> [Provided entries]
===============

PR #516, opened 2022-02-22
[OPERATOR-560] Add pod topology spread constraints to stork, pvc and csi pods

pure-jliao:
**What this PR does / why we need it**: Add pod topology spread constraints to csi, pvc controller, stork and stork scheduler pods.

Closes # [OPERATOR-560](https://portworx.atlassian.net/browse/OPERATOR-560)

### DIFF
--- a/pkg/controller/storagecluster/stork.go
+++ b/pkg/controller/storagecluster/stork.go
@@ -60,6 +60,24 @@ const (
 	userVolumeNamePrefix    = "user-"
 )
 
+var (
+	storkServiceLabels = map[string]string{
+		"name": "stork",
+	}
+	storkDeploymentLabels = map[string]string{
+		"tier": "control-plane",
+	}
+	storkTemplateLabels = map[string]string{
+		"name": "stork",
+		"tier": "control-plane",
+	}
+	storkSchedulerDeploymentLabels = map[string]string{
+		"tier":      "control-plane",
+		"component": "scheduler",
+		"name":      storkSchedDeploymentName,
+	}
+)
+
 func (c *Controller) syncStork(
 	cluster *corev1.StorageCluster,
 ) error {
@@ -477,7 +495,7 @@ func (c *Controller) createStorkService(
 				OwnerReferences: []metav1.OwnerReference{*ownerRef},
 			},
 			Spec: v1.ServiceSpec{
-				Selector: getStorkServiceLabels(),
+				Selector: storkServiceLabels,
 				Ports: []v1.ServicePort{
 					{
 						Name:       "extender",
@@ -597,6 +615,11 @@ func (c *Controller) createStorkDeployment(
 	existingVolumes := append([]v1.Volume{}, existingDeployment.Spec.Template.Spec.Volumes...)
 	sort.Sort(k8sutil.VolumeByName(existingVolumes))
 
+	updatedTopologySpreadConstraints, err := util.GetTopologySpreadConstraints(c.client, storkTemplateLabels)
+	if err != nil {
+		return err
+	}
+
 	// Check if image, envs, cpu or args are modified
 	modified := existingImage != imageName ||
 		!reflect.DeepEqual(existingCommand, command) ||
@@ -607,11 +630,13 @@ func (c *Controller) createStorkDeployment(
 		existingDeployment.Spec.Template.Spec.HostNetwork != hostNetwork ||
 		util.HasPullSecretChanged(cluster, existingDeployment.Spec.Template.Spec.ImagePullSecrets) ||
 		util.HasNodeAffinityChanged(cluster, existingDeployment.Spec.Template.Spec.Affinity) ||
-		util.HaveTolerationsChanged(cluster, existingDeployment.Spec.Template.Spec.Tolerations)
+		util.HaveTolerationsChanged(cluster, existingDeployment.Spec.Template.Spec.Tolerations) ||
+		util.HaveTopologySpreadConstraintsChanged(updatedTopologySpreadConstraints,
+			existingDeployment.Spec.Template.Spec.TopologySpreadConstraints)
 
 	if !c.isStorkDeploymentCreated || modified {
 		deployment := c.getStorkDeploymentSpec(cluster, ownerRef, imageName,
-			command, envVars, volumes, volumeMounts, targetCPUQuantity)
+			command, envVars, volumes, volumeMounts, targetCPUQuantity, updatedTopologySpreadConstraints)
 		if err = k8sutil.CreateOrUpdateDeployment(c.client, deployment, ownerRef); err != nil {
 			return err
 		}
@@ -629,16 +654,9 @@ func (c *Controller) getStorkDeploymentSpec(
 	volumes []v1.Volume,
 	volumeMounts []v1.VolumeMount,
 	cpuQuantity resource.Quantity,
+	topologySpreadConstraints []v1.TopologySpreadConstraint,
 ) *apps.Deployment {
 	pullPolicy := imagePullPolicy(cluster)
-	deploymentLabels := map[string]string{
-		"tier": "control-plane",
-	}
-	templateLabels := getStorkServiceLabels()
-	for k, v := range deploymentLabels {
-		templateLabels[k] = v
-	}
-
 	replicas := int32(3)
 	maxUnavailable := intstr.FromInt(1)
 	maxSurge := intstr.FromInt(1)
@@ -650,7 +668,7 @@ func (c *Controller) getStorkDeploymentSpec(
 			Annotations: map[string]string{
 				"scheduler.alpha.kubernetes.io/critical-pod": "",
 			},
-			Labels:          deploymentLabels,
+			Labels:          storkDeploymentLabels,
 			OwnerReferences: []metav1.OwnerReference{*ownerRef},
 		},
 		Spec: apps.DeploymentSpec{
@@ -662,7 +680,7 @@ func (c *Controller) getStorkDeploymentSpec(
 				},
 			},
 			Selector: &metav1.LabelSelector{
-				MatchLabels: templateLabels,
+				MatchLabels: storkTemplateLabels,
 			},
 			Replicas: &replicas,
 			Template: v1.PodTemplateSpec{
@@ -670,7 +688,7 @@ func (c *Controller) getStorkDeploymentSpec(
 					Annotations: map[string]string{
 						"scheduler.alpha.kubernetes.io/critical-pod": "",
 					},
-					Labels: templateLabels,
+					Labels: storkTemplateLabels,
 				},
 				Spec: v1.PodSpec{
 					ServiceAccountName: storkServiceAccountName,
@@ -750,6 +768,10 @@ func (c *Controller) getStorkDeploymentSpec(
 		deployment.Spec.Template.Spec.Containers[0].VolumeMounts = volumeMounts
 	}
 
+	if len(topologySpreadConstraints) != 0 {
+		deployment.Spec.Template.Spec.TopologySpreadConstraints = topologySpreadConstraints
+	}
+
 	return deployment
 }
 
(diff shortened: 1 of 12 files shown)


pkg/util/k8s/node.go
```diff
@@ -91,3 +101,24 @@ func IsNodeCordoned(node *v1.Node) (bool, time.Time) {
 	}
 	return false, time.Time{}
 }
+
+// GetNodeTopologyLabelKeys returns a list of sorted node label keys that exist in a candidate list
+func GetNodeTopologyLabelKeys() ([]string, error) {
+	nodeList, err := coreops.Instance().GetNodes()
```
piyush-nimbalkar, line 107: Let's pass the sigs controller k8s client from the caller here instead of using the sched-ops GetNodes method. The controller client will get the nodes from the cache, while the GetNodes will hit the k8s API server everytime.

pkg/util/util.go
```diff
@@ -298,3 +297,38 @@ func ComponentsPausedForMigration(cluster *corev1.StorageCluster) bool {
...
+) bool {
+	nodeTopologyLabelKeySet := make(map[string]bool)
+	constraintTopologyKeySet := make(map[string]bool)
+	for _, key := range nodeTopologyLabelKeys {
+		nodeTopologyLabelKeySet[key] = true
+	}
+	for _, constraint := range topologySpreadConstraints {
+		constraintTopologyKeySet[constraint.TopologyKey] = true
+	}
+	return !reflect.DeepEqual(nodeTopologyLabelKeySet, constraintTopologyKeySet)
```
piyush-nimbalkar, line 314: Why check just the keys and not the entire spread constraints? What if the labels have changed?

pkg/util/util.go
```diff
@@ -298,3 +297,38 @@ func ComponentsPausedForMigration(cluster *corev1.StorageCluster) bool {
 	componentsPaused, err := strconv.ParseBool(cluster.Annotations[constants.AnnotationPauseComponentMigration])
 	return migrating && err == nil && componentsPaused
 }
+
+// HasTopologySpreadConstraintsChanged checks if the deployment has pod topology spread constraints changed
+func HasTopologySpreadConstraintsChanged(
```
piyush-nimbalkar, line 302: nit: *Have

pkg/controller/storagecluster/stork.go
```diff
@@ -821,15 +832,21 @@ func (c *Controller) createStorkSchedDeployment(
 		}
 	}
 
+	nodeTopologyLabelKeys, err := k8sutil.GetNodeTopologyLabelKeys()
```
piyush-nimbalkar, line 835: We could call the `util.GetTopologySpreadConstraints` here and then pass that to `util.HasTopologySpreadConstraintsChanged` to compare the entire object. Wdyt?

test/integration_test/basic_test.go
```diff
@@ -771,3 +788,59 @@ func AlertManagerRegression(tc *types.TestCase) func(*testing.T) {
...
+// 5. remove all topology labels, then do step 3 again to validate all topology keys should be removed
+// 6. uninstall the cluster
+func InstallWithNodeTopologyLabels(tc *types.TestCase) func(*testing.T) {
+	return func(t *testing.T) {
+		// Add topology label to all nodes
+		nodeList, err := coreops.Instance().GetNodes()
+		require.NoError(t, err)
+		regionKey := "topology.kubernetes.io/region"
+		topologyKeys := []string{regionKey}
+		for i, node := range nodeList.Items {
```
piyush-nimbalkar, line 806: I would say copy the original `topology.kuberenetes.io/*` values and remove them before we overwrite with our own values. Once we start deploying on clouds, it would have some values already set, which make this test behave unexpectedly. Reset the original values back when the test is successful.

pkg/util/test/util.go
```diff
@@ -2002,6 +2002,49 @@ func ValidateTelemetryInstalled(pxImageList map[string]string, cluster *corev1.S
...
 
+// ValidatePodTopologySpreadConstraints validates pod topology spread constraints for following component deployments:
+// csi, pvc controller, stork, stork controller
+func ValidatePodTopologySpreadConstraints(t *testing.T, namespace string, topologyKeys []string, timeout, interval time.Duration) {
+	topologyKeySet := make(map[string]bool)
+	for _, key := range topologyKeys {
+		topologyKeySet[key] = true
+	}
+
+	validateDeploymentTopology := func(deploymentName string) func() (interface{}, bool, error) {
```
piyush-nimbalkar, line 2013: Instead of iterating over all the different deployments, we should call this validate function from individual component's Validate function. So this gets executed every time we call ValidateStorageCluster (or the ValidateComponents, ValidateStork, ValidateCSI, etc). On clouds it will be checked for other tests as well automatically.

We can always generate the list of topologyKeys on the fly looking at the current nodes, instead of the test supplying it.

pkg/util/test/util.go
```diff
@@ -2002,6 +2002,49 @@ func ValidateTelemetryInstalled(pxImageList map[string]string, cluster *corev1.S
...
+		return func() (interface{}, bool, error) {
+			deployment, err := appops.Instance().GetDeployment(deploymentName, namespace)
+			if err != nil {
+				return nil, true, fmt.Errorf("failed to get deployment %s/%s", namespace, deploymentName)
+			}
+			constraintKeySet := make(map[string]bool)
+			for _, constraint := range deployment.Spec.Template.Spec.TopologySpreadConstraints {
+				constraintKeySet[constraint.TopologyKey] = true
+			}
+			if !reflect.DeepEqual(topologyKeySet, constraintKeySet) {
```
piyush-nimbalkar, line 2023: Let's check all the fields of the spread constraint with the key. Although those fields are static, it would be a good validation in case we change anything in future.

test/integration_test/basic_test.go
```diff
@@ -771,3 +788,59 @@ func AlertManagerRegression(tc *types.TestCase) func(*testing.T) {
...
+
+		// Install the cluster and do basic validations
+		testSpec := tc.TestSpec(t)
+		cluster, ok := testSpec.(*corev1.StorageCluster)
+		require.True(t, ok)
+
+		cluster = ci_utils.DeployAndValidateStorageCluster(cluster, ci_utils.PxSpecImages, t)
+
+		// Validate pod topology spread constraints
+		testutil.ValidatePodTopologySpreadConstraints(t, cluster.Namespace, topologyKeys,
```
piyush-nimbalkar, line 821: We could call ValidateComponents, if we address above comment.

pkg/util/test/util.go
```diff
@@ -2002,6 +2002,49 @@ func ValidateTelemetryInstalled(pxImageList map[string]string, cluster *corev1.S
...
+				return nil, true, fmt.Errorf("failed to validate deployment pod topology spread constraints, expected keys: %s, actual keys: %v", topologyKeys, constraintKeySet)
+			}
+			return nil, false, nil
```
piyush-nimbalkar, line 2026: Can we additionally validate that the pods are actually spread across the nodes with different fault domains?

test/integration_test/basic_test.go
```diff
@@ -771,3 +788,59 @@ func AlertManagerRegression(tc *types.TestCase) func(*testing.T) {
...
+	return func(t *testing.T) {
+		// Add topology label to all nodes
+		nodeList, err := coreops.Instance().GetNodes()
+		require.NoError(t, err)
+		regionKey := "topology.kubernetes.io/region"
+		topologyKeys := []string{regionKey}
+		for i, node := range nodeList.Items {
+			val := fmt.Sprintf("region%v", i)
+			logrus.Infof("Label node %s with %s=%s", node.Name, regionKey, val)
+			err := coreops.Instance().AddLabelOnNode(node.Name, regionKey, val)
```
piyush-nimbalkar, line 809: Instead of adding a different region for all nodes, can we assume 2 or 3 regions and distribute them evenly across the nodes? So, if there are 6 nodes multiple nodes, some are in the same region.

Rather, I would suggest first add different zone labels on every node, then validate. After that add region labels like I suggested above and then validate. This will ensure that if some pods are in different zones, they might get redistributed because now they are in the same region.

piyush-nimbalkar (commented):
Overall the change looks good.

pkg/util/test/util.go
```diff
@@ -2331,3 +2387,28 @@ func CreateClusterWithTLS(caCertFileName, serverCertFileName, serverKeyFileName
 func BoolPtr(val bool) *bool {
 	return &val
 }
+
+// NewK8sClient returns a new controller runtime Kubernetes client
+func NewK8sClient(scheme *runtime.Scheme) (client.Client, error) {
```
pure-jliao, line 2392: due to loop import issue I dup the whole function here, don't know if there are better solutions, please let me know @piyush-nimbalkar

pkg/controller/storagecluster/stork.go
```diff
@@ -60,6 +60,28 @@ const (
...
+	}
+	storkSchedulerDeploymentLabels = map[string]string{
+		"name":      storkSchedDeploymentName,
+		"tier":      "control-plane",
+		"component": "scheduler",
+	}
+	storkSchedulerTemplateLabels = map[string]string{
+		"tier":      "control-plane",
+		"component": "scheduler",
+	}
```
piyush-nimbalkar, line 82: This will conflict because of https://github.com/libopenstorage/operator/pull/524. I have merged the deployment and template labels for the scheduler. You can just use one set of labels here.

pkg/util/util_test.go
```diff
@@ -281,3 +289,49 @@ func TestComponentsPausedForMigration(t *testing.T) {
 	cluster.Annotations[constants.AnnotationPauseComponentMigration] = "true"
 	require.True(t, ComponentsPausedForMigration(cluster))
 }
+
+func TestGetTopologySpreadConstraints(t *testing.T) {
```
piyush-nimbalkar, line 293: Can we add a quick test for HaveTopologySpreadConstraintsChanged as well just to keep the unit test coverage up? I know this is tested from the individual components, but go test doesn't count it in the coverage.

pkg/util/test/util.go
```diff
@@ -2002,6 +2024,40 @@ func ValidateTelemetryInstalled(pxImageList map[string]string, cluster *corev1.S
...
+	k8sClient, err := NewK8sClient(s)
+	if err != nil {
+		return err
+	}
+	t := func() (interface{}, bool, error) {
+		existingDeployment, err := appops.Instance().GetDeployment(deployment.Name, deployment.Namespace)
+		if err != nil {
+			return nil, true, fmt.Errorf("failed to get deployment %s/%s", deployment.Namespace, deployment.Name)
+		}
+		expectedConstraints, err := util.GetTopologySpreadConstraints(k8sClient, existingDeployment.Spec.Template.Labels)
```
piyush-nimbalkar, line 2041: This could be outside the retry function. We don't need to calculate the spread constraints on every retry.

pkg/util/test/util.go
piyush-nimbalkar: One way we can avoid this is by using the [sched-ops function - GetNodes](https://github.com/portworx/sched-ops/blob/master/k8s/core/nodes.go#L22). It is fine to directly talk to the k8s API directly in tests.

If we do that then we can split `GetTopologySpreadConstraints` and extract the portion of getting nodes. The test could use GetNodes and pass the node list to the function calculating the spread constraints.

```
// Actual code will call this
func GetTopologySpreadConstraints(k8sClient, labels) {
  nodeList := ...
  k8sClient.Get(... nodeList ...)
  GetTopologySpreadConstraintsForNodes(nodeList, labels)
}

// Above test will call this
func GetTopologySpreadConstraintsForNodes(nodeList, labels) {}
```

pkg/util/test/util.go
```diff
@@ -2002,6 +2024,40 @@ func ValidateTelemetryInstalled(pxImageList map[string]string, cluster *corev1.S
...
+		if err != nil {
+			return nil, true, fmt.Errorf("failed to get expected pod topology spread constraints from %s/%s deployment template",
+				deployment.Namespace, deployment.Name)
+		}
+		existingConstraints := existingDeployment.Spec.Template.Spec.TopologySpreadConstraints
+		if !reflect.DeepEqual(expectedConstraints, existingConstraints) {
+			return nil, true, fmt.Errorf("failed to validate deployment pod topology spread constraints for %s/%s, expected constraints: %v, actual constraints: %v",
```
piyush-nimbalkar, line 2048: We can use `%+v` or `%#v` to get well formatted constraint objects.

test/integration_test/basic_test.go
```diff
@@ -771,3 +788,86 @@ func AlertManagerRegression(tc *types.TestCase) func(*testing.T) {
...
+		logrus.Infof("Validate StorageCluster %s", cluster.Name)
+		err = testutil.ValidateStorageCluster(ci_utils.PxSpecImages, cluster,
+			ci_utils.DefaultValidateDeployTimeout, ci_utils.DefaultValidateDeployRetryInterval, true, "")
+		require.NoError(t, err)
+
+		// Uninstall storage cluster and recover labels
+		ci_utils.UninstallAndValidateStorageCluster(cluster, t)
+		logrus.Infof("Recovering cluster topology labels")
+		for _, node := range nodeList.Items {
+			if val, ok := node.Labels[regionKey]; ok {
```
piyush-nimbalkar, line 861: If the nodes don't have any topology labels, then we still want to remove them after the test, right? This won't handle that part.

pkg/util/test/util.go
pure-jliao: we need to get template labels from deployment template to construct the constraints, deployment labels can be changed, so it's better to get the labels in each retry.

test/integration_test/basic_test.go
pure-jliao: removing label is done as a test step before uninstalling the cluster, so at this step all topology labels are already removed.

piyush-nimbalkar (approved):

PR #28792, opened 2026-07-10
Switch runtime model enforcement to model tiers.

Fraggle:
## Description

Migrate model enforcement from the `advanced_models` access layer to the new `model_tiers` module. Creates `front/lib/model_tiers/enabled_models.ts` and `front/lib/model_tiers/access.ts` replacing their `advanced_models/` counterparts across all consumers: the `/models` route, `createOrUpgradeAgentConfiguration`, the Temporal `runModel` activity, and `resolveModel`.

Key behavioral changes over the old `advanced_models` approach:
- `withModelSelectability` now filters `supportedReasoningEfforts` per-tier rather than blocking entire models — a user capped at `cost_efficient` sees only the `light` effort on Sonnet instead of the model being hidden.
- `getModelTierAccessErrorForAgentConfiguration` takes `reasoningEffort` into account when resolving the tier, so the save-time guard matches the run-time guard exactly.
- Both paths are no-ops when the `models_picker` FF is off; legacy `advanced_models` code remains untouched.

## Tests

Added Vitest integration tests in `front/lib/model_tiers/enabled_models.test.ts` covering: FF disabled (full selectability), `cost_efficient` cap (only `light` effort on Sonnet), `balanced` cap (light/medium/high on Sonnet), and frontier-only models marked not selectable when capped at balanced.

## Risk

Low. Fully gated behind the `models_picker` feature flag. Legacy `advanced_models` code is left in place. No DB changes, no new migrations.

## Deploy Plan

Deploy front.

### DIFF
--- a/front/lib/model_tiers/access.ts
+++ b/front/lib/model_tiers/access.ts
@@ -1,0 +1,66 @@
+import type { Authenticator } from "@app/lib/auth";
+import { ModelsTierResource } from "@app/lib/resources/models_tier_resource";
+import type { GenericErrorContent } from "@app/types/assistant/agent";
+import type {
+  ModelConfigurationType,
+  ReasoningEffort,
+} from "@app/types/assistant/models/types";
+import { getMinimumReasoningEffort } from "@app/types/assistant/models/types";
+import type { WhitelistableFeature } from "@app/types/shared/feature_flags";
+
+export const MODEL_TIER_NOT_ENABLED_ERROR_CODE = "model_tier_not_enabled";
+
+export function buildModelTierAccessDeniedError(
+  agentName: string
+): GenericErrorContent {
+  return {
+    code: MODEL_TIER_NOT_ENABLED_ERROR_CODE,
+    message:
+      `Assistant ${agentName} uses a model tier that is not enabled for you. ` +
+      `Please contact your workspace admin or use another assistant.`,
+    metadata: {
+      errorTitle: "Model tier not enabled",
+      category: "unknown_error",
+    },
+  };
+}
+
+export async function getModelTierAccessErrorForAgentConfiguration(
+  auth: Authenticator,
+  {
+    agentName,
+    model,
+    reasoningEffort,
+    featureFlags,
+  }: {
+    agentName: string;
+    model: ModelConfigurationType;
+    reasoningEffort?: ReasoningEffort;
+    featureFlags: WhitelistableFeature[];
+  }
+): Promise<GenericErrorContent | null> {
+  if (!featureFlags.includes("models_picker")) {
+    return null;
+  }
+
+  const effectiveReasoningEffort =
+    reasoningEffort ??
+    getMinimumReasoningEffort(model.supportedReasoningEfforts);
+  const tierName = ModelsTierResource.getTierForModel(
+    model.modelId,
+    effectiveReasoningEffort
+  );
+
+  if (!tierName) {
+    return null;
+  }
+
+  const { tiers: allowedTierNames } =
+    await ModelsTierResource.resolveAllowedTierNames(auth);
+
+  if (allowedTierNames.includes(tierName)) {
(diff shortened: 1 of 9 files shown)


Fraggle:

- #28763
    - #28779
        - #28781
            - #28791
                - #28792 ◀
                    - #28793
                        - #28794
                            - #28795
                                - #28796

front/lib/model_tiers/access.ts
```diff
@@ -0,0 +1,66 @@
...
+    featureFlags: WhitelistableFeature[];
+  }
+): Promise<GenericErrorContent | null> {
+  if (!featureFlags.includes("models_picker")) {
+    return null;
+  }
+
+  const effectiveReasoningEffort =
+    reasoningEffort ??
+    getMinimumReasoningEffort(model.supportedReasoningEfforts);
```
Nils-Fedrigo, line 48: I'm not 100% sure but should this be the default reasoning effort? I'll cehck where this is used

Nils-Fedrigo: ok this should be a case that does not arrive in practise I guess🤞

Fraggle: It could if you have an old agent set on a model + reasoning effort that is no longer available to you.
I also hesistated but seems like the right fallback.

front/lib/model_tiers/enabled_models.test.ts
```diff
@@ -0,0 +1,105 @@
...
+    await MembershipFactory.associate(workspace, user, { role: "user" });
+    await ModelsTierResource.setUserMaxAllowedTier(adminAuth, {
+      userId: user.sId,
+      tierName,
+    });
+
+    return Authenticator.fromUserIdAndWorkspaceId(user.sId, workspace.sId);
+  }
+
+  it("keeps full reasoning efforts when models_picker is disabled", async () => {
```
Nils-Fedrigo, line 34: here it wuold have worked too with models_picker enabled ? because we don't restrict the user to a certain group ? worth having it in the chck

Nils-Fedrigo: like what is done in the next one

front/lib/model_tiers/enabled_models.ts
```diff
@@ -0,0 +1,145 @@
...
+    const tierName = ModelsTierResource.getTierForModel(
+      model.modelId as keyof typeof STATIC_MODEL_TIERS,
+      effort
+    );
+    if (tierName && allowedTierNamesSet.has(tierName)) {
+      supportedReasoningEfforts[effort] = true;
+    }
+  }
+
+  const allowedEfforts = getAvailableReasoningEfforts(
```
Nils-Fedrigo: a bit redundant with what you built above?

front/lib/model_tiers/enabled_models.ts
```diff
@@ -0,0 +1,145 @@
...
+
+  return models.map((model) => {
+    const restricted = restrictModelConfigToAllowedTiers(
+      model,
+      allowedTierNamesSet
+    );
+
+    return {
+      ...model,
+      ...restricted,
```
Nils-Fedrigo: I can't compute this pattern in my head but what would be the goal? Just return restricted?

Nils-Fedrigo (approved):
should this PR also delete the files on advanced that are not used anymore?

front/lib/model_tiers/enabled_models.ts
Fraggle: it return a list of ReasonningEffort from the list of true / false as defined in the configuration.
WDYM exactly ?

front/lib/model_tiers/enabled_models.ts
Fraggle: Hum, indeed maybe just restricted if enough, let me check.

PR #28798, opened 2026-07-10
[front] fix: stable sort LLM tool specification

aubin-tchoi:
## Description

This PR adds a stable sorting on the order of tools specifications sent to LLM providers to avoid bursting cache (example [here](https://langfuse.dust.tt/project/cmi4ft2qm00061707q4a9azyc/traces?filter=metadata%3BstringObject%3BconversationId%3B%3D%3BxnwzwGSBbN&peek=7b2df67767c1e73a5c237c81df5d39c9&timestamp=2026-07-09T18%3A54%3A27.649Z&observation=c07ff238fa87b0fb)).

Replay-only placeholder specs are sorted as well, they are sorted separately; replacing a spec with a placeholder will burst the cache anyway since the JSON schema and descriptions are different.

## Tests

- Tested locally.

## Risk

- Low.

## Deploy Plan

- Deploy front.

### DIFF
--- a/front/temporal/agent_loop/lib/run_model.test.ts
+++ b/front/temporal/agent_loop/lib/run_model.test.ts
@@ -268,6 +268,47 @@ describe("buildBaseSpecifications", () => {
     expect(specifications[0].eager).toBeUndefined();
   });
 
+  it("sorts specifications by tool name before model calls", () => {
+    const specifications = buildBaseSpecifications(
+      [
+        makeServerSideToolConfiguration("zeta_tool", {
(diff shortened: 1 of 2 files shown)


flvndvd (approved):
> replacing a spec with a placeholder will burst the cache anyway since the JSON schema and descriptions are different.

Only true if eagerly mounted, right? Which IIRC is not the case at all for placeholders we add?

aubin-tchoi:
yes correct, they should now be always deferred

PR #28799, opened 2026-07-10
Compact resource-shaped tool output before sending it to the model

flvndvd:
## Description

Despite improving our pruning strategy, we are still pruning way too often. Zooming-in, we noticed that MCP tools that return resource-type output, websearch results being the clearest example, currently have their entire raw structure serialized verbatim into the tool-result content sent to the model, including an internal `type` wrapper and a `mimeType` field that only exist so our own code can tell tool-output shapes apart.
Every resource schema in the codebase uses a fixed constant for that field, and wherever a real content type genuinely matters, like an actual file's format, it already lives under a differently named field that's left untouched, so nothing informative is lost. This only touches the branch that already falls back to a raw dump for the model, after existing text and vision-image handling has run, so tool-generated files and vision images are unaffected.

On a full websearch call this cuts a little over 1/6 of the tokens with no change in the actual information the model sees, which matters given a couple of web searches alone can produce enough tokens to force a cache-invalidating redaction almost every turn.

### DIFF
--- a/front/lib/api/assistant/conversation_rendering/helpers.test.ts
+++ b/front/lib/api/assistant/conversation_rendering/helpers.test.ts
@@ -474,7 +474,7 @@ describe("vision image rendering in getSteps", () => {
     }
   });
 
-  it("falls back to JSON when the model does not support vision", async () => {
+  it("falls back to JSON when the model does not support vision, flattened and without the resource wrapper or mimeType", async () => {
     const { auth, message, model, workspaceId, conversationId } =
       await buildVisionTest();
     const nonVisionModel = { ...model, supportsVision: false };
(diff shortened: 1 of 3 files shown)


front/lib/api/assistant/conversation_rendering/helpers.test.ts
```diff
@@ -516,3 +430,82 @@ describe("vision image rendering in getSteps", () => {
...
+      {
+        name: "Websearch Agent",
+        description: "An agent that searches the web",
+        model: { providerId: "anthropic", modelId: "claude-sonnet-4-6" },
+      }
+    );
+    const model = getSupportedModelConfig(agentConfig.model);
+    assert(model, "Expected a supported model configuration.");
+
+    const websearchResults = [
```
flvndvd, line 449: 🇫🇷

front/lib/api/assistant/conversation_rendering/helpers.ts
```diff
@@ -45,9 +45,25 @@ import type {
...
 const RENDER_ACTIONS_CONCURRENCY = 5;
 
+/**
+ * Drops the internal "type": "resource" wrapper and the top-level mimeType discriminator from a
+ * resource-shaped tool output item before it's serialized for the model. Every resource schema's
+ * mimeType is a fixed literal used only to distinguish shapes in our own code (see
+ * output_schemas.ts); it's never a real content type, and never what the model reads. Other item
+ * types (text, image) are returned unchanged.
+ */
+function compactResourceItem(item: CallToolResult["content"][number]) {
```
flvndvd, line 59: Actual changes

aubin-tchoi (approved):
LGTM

===============

> [What the task asks] Copy each line above containing the string "capped".

> [Answer]
- `withModelSelectability` now filters `supportedReasoningEfforts` per-tier rather than blocking entire models — a user capped at `cost_efficient` sees only the `light` effort on Sonnet instead of the model being hidden.
Added Vitest integration tests in `front/lib/model_tiers/enabled_models.test.ts` covering: FF disabled (full selectability), `cost_efficient` cap (only `light` effort on Sonnet), `balanced` cap (light/medium/high on Sonnet), and frontier-only models marked not selectable when capped at balanced.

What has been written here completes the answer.